家族に聞かれるのが恥ずかしいから、クーラーのついていない真夏の暑い部屋に閉じこもって録音したのを今でも覚えています(笑)。
千尋役の合格に「宮崎駿監督の作品だよ!?」と事務所が大騒ぎ
――いまの柊さんの千尋のセリフが、映画のままで感動しています……。
柊 え、本当ですか? 嬉しい!
――オーディションのときに意識したことはありますか?
柊 特に意識したことはなかったですね。というのも、先ほども言ったようにオーディションの時点ではストーリーが全然わからなかったので。
わかっていたのは、千尋のお父さんとお母さんが豚になってしまったあとの「夢だ夢だ!! 覚めろ覚めろ!!」「あぁ、透けてる!!」というセリフくらい。それを参考に自分なりに演じたら、ありがたいことに合格をいただいた、という感じです。
――柊さん自身はジブリをあまり知らなくても、受かったときの周りの反応はすごかったのでは?
柊 実は、私だけじゃなくて母もエンタメ系の話題には疎いんですよ。
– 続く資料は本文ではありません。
Issue #3, opened 2017-02-09
Merge patches from the old repository


ForNeVeR:
There's a bunch of patches attached to [the old repository tracker](https://bugs.launchpad.net/wpf-math). I think it should be worth to check them out and apply to our codebase.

だから受かったことを家族に報告しても「へえ、よかったね」という感じで。
でも、事務所では「ジブリだよ!? 宮崎駿監督の作品だよ!?」と大騒ぎをしていたので、その反応を見て少しずつ「すごいことなんだ」と実感しましたね。
アフレコでは朝から夜まで喋りっぱなし
――合格後、アフレコはどのように進んでいったのでしょう。
柊 アフレコ自体はトータルで1週間くらいで、映画を前半と後半にわけて録音しました。朝スタジオに入ってから夜までほぼ喋りっぱなしのときもありましたね。
アフレコ中はお茶を飲んだり、お昼を食べたりする休憩はありましたけど、待ち時間とかはほとんどなくて。合間に共演者と雑談する、みたいな時間もほぼなかったんですよ。私が一番セリフの多い役だったからかもしれませんけど。
――当時は中学1年生ですよね。慣れない環境で、しかも初挑戦の声優のお仕事をこなすのは大変ではなかったですか?